6. Нордические арийцы. Осенью 1924 г. Косинна выступил в Берлине с новым докладом, несколько раз повторенным в Берлине же и других местах. Затем доклад по обыкновению был переработан в книгу, которая вышла в свет двумя частями в 1926 и 1927 гг. под названием "Происхождение и распространение германцев в до- и раннеисторическое время".
Берлинский доклад завершил вооружение "археологии обитания" расовой теорией. Расовая теория издавна привлекала Косинну, но отдельные попытки обосновать ее в антропологии носили очевидный дилетантский характер, и в своей работе 1902 г. ("Индогерманский вопрос, археологически разрешенный") Косинна, упоминая с симпатией эти работы, прямо указывает, что всё же приходится воздержаться от привлечения антропологии. Он поясняет: нет еще солидных обзорных трудов, и конкретные культуры пока не удается связать с чистыми расами; краниологических материалов мало, а те, которые есть, обнаруживают за культурами смешение разных расовых типов, "запутывая" картину (Kossinna 1902: 217 – 218).
В своем Берлинском докладе Косинна смог уже опереться на результаты работ Шлица и Гюнтера. Докладу непосредственно предшествовала также серия собственных работ Косинны, направленных на увязку культур с расами, "нордической расы" – с "индогерманскими" народами и с древнейшим Севером Европы: "Zum Homo Aurignacensis" (1910), "Нордический физический тип греков и римлян" (1914), "Индогерманцы. Очерк. I. Индогерманский пранарод" (1921).
В книге "Происхождение и распространение германцев" (1926–27) разбору антропологических вопросов посвящено из четырех глав две целиком и еще в одной – разбросанные отрезки. "С определенными телесными признаками, – повторяет вслед за Гюнтером и другими расистами Косинна, – связаны и определенные душевно-духовные силы или, по крайней мере, особые способности, которыми они частично проявляются". И далее конкретизирует этот тезис в приложении к европейским расам:
"Северный длинноголов – это собственно творческий, культуросозидательный, изобретательный человек прогресса, аристократический и геройский, который жизнь воспринимал как постоянную серьезную борьбу, к тому же волевой и отважный, гордый и презирающий смерть, всегда беспокойный, даже авантюристичный и особенно склонный к путешествиям и деятельный в завоеваниях; высокий моральный закон для него – нерушимая верность своей семье ... , но он, далее, прирожденный завоеватель моря, блестящий техник. Но он не охоч работать наподобие муравья или пчелы равномерно, машинообразно, предпочитает – рывками.

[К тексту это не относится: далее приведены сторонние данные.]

PR #325, opened 2024-04-27
feat: improved fetching staking pools

frolvanya:
I've noticed that `view account summary` command was taking too much time. The problems lay in scanning through validators to find if the user’s account id belongs to it. Furthermore, `get_validators_stake` function didn't give all available validators, only +-240 out of 450 were scannable. To fix this, I used fastnear API to retrieve validators in one request, if this process fails, then it will switch to the previous strategy

*before*
image
*after*
image

### DIFF
--- a/src/commands/account/view_account_summary/mod.rs
+++ b/src/commands/account/view_account_summary/mod.rs
@@ -23,6 +23,8 @@ impl ViewAccountSummaryContext {
         previous_context: crate::GlobalContext,
         scope: &<ViewAccountSummary as interactive_clap::ToInteractiveClapContextScope>::InteractiveClapContextScope,
     ) -> color_eyre::eyre::Result<Self> {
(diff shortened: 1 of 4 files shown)


src/commands/account/view_account_summary/mod.rs
```diff
@@ -23,6 +23,8 @@ impl ViewAccountSummaryContext {
         previous_context: crate::GlobalContext,
         scope: &<ViewAccountSummary as interactive_clap::ToInteractiveClapContextScope>::InteractiveClapContextScope,
     ) -> color_eyre::eyre::Result<Self> {
+        let stake_delegators_api = previous_context.config.stake_delegators_api.clone();
```
frolvanya, line 26: I'm not sure if this is good practice

frol (approved):

PR #333, opened 2024-05-05
feat: displaying transaction fee 

### LINKED ISSUE #320: Display the transaction fee in NEAR and approximate $ after transaction is executed
So after any transaction being executed, we currently display logs, status, and link to Explorer, and I suggest we add a summary of the transaction fees in NEAR and USD equivalent.

image

Here is the function you need to apply the changes: https://github.com/near/near-cli-rs/blob/a1bde9a58dbba0fdaa7813d02752488cd9ec761e/src/common.rs#L1102-L1107

frolvanya:
Displaying a simple transaction fee after transaction execution
This PR closes #320 

image

### DIFF
--- a/src/commands/config/add_connection/mod.rs
+++ b/src/commands/config/add_connection/mod.rs
@@ -302,7 +302,7 @@ impl AddNetworkConnection {
         if let ConfirmOptions::Yes = select_choose_input {
             let coingecko_api: crate::types::url::Url =
                 CustomType::new("What is the coingecko API url?")
-                    .with_starting_input("https://api.coingecko.com")
+                    .with_starting_input("https://api.coingecko.com/")
                     .prompt()?;
             Ok(Some(coingecko_api))
         } else {
--- a/src/commands/config/add_connection/mod.rs
+++ b/src/commands/config/add_connection/mod.rs
@@ -36,10 +36,13 @@ pub struct AddNetworkConnection {
     meta_transaction_relayer_url: Option<crate::types::url::Url>,
     #[interactive_clap(long)]
     #[interactive_clap(skip_default_input_arg)]
-    fastnear_url: Option<String>,
+    fastnear_url: Option<crate::types::url::Url>,
     #[interactive_clap(long)]
     #[interactive_clap(skip_default_input_arg)]
     staking_pools_factory_account_id: Option<crate::types::account_id::AccountId>,
+    #[interactive_clap(long)]
+    #[interactive_clap(skip_default_input_arg)]
+    coingecko_url: Option<crate::types::url::Url>,
 }
 
 #[derive(Debug, Clone)]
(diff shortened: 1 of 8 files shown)


src/common.rs
```diff
@@ -1123,6 +1123,30 @@ pub fn handler_invalid_tx_error(
...
+            return Ok(Some(price));
+        }
+    }
+
+    Ok(None)
+}
+
+fn convert_near_to_usd(near: crate::types::near_token::NearToken) -> Option<f64> {
+    let near_price = get_near_price().ok().flatten();
+    near_price.map(|price| near.0.as_yoctonear() as f64 * price / 10_f64.powf(24_f64))
```
frolvanya, line 1147: This is a bad way of converting NEAR to USD. I'll need to fix it later

frolvanya:
PR seems to be complete, however, there's strange bug related to tracing from "send" module. It prints "Sending transaction ..." twice
https://github.com/near/near-cli-rs/blob/8904db755435ee8c6ccb5bebf47fa55f88ada018/src/transaction_signature_options/send/mod.rs#L13
image

src/common.rs
```diff
@@ -1123,6 +1123,35 @@ pub fn handler_invalid_tx_error(
...
+        let body = response.text()?;
+        let parsed_body: serde_json::Value = serde_json::from_str(&body)?;
+
+        let price = parsed_body["near"]["usd"].as_f64();
+
+        if let Some(price) = price {
+            return Ok(Some(price));
+        }
+
+        std::thread::sleep(std::time::Duration::from_millis(100));
```
frol, line 1145: This implementation is not going to retry. If request will fail, it will return Err on `?`. Fix the implementation.

src/common.rs
```diff
@@ -1123,6 +1123,35 @@ pub fn handler_invalid_tx_error(
...
+        api.join("api/v3/simple/price?ids=near&vs_currencies=usd")?
+    } else {
+        return Ok(None);
+    };
+
+    for _ in 0..10 {
+        let response = reqwest::blocking::get(url.clone())?;
+
+        let body = response.text()?;
+        let parsed_body: serde_json::Value = serde_json::from_str(&body)?;
```
frol, line 1137: Instead of getting `.text()` and then manually parsing it, use `.json()` method.

```rust
if let Ok(parsed_body) = response.json::<serde_json::Value>()
```

src/common.rs
```diff
@@ -1142,14 +1171,41 @@ pub fn print_transaction_status(
...
             eprintln!("Logs [{}]:", receipt.outcome.executor_id);
             eprintln!("  {}", receipt.outcome.logs.join("\n  "));
         };
     }
+
+    let approximate_usd = if let Some(price) = price {
+        format!("{:.8}", convert_near_to_usd(total_tokens_burnt, price))
+    } else {
+        "N/A".to_string()
+    };
```
frol, line 1197: "(approximate $N/A USD)" is not helpful, so let's remove the whole block from formatting in that case.

src/commands/config/add_connection/mod.rs
```diff
@@ -272,4 +282,29 @@ impl AddNetworkConnection {
...
+            No,
+        }
+        let select_choose_input = Select::new(
+            "Do you want to enter the coingecko API url?",
+            vec![ConfirmOptions::Yes, ConfirmOptions::No],
+        )
+        .prompt()?;
+        if let ConfirmOptions::Yes = select_choose_input {
+            let coingecko_api: crate::types::url::Url =
+                CustomType::new("What is the coingecko API url?").prompt()?;
```
frol, line 304: Use [`.with_starting_input()`](https://docs.rs/inquire/latest/inquire/struct.CustomType.html#method.with_starting_input) to prepopulate the input with the default coingecko API URL.

frol (changes requested):

frol (dismissed):

frol (approved):

frol (approved):

Issue #299, opened 2024-02-10
Implement keychain support in WSL (Linux on Windows)


frol:
It seems that near.cli.rs cannot use system keychain to store and read keys on WSL (Linux subsystem on Windows): https://github.com/near/near-cli-rs/issues/287#issuecomment-1935586950

It needs further investigation if there is a way to get system keychain working in WSL and if there is a need to change anything in near.cli.rs for that.

Meanwhile, if you use WSL, use legacy keychain to manage the keys.

AlexKushnir1:
I can work on this!

PR #347, opened 2024-05-27
Give instructions that help to resolve a problem with missing keychain

AlexKushnir1:
I found out that certain headless linux systems don't implement keyring. For example on WSL we can`t use keychain because it is not seted up by default. User need to install gnome-keyring with pip3, start D-bust session and unlock keychain. Close https://github.com/near/near-cli-rs/issues/299

### DIFF
--- a/src/common.rs
+++ b/src/common.rs
@@ -1267,7 +1267,7 @@ pub fn save_access_key_to_keychain(
     keyring::Entry::new(&service_name, &format!("{}:{}", account_id, public_key_str))
         .wrap_err("Failed to open keychain")?
         .set_password(key_pair_properties_buf)
-        .wrap_err("Failed to save password to keychain")?;
+        .wrap_err("Failed to save password to keychain. You may have to install the secure keychain by the following instructions: https://github.com/jaraco/keyring#using-keyring-on-headless-linux-systems")?;
 
     Ok("The data for the access key is saved in the keychain".to_string())
 }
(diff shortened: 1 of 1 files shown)


src/common.rs
```diff
@@ -1267,7 +1267,7 @@ pub fn save_access_key_to_keychain(
     keyring::Entry::new(&service_name, &format!("{}:{}", account_id, public_key_str))
         .wrap_err("Failed to open keychain")?
         .set_password(key_pair_properties_buf)
-        .wrap_err("Failed to save password to keychain")?;
+        .wrap_err("Failed to save password to keychain. You may have to install the secure keychain by the following instructions: https://github.com/jaraco/keyring#using-keyring-on-headless-linux-systems")?;
```
volovyks, line 1270:
```suggestion
        .wrap_err("Failed to save password to keychain. You may need to install secure keychain package by following  this instructions: https://github.com/jaraco/keyring#using-keyring-on-headless-linux-systems")?;
```

volovyks (approved):

src/common.rs
```diff
@@ -1267,7 +1267,7 @@ pub fn save_access_key_to_keychain(
     keyring::Entry::new(&service_name, &format!("{}:{}", account_id, public_key_str))
         .wrap_err("Failed to open keychain")?
         .set_password(key_pair_properties_buf)
-        .wrap_err("Failed to save password to keychain")?;
+        .wrap_err("Failed to save password to keychain. You may need to install secure keychain package by following  this instructions: https://github.com/jaraco/keyring#using-keyring-on-headless-linux-systems")?;
```
frolvanya, line 1270: - Is it okay that we have a double-space between words (`following  this`)?
- Last sentence isn't grammatically correct, it should be `these instructions` or `this instruction` (I guess first one is better)
- `the secure keychain` looked correct in a previous version. Why an article was removed in the last commit?

frol (approved):
@alexkushnir1 Thank you for taking a look there!

PR #353, opened 2024-06-20
Proof of concept implementation of the Olaf protocol

Fiono11:
### What

This is a proof of concept implementation of the [Olaf](https://eprint.iacr.org/2023/899) protocol made with this [grant](https://gov.near.org/t/proposal-frost-implementation-compatible-with-near/38260). Olaf is composed of the SimplPedPoP protocol to generate a threshold account, and the FROST protocol to sign from a threshold account.

### Why

It is much more efficient than the current multisignature protocol used by Near, since the signing is done off chain instead of on chain. The advantages of this are:

- Only one signature needs to be verified, which is independent of the number of signers. This is more scalable (up to 1000 signers) and cheaper.
- More private, since the network does not know which individual accounts partially signed the threshold signature.

### Limitations

Right now communication between parties needs to be done out-of-band, since networking is not implemented yet. In this draft PR there is a tutorial with an example of a 2-of-2 payment that can be found in `docs`.

### Future Work

Let me know if there is interest in continuing this project. Next steps would be:

- Implement networking with the WebRTC protocol.
- Integrate it with a wallet from the Near ecosystem.

### DIFF
--- a/Cargo.lock
+++ b/Cargo.lock
@@ -2540,7 +2540,6 @@ dependencies = [
  "cargo-util",
  "clap",
  "color-eyre",
- "curve25519-dalek 4.1.3",
  "derive_more",
  "dirs",
  "easy-ext 1.0.2",
@@ -2587,7 +2586,6 @@ dependencies = [
  "tracing-subscriber",
  "url",
  "wasmparser",
- "zeroize",
  "zstd",
 ]
 
--- a/Cargo.lock
+++ b/Cargo.lock
@@ -4,9 +4,9 @@ version = 3
 
 [[package]]
 name = "actix"
-version = "0.13.3"
+version = "0.13.5"
 source = "registry+https://github.com/rust-lang/crates.io-index"
-checksum = "fb72882332b6d6282f428b77ba0358cb2687e61a6f6df6a6d3871e8a177c2d4f"
+checksum = "de7fa236829ba0841304542f7614c42b80fca007455315c45c785ccfa873a85b"
 dependencies = [
  "actix-macros",
  "actix-rt",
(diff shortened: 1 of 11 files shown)


frol:
@Fiono11 Wow, that is intense! I think it is a good candidate to actually be a separate NEAR CLI extension like https://github.com/near-cli-rs/near-validator-cli-rs

It is fine to keep it in the PR if you like it, but I want to be clear upfront that we will need to answer the question of why would it be a good addition to all the near-cli-rs users. So far it seems that NEAT CLI extension is the better direction to explore; note that `near XXX` commands, where XXX is an unknown command, are translated into `near-XXX ...` calls similar to how `cargo` does it (we have [cargo-near](https://github.com/near/cargo-near), [bos-cli-rs](https://github.com/bos-cli-rs/bos-cli-rs) that use this same "framework" we have in near-cli-rs, so you may take inspiration from there).

Fiono11:
> @Fiono11 Wow, that is intense! I think it is a good candidate to actually be a separate NEAR CLI extension like https://github.com/near-cli-rs/near-validator-cli-rs
> 
> It is fine to keep it in the PR if you like it, but I want to be clear upfront that we will need to answer the question of why would it be a good addition to all the near-cli-rs users. So far it seems that NEAT CLI extension is the better direction to explore; note that `near XXX` commands, where XXX is an unknown command, are translated into `near-XXX ...` calls similar to how `cargo` does it (we have [cargo-near](https://github.com/near/cargo-near), [bos-cli-rs](https://github.com/bos-cli-rs/bos-cli-rs) that use this same "framework" we have in near-cli-rs, so you may take inspiration from there).

Thanks! That's what I wanted to know: what is the right direction to go. And it makes sense that an extension is the right approach, since the protocol is done off chain. Will have a look at it.

PR #358, opened 2024-06-26
feat: Added load waiting indicators for "transaction" group commands 

FroVolod:


src/commands/transaction/construct_transaction/add_action_3/add_action/stake/mod.rs
```diff
@@ -2,7 +2,9 @@
 #[interactive_clap(input_context = super::super::super::ConstructTransactionContext)]
 #[interactive_clap(output_context = StakeActionContext)]
 pub struct StakeAction {
+    /// Enter the amount to stake: (example: 10000NEAR)
     stake_amount: crate::types::near_token::NearToken,
+    /// Validator key which will be used to sign transactions on behalf of signer_id:
```
frol, line 7:
```suggestion
    /// Enter the public key of the validator key pair used on your NEAR node (see validator_key.json):
```

frol (changes requested):

frol (approved):

PR #380, opened 2024-08-07
chore: Disable env section of color_eyre report

FroVolod:
[inspired by this example: https://github.com/near/cargo-near/pull/196](https://github.com/near/cargo-near/pull/196)

@race-of-sloths


frol (approved):
@race-of-sloths score 1

PR #381, opened 2024-08-09
chore: updated near-* to 0.24.0, bumped up rust version

akorchyn:
Resolves the issue that the `near tokens user view-near-balance` fails to run
After PR: 
image
Before PR:
image

Resolves: #384 

CC @race-of-sloths


frol:
Please, update interactive-clap as well

frol (approved):
@race-of-sloths score 3

PR #1270, opened 2020-02-27
Replace validation error with regex for cockroach namespace

ben-toogood:


store/cockroach/cockroach.go
```diff
@@ -206,16 +206,17 @@ func (s *sqlStore) configure() error {
...
-	for _, r := range namespace {
-		if !unicode.IsLetter(r) {
-			return errors.New("store.namespace must only contain letters")
-		}
+	// store.namespace must only contain letters
+	reg, err := regexp.Compile("[^a-zA-Z0-9]+")
+	if err != nil {
+		return errors.New("error compiling regex for namespace")
 	}
+	namespace = reg.ReplaceAllString(namespace, "")
```
asim, line 214: Does that do what you expect it to do? Because the assumption here is that it will replace all strings matched in the regexp with nothing.

ben-toogood: Yes, it can't be replaced with a - etc so I think just removing them is okay

asim: I think I totally misinterpreted what regexp.ReplaceAllString did...

asim (approved):

asim:
We may run name clashing but lets fix later

PR #1277, opened 2020-02-29
adding dumb-init to base image

xmlking:
This helps us adopt recommended   `dumb-init`  when building go-micro based microservices. 

```
COPY --from=builder /usr/bin/dumb-init /usr/bin/dumb-init
```

https://github.com/xmlking/micro-starter-kit/blob/develop/Dockerfile#L44


asim:
Is this available as an apk package?

vtolstov:
Can you provide this change as single commit

PR #1279, opened 2020-02-29
config: adding DisableUpdates option

xmlking:
Adding DisableUpdates option to disable Watcher for the file source


asim:
We discussed this being generally applied across config. This PR does it directly in the file source. You need to apply the disabling of updates to the thing that uses the source watcher not inside the source itself.

asim:
Disable updates should  be applied to the loader not source

PR #1283, opened 2020-03-02
k8s runtime - get status from pods

ben-toogood:


jakexks (approved):
I think this should work(!)

PR #1284, opened 2020-03-02
Add a cache to workers KV storage implementation

jakexks:
This adds another option to the workers KV Store implementation which enables an optional cache, so bursts of reads for the same keys don't hammer Cloudflare.


asim:
I am looking forward to when we build this a layer up, but good start

asim (approved):

PR #1285, opened 2020-03-02
logger fixes and improvements

vtolstov:


vtolstov:
@asim @xmlking needs you review as i can forgot something

asim (approved):

PR #1295, opened 2020-03-04
server: not subscribe to topic with own service name

vtolstov:


asim (approved):

asim:
Subscribe only if `if s.opts.Router != nil {` so the proxy/network can still be a message exchange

Совершенно иным оказывается восточный короткоголов с широким лицом. Более консервативный, упрямо косный, он – прилежный работник, но слабоват в мышлении; удовольствующийся тем, что есть, и экономный, он уклоняется от высоких планов, особенно от военных походов, всегда держится за унаследованные жизненные привычки, больше думает о своей собственной выгоде, чем об общественных интересах..., склонен к зависти и демократической уравниловке. Он восприимчив к религии и одарен в поэзии и музыке. Короче – человек настроения с темной или светлой окраской, ... не имеет ни военных способностей, ни качеств вождя" (Kossinna 1926 – 27: 94 – 95).
Освоение нордической расовой теории не только придало внутреннюю связность и завершенность всей концепции Косинны, введя в нее биологическое объяснение силы и устойчивости культурных традиций. Увязка культуры с расой позволила Косинне преодолеть одно старое и очень неприятное препятствие в решении "индогерманской" проблемы.
7. Походы индогерманцев в неолите. Дело в том, что, прослеживая ретроспективным методом вглубь веков культурную преемственность на Севере Европы, Косинна в прежних работах добрался только до II периода эпохи бронзы, а на первом периоде традиция обрывалась (типы бронзовых изделий оказываются не местными), и в неолит Косинна перебраться конкретными исследовательскими операциями уже не мог. Еще в "Происхождении германцев" в 1911 г. он называл носителей культуры бронзового века "первыми немцами в Германии" и лишь предполагал прибытие их из Ютландии и Скандинавии (Kossinna 1911a: 25).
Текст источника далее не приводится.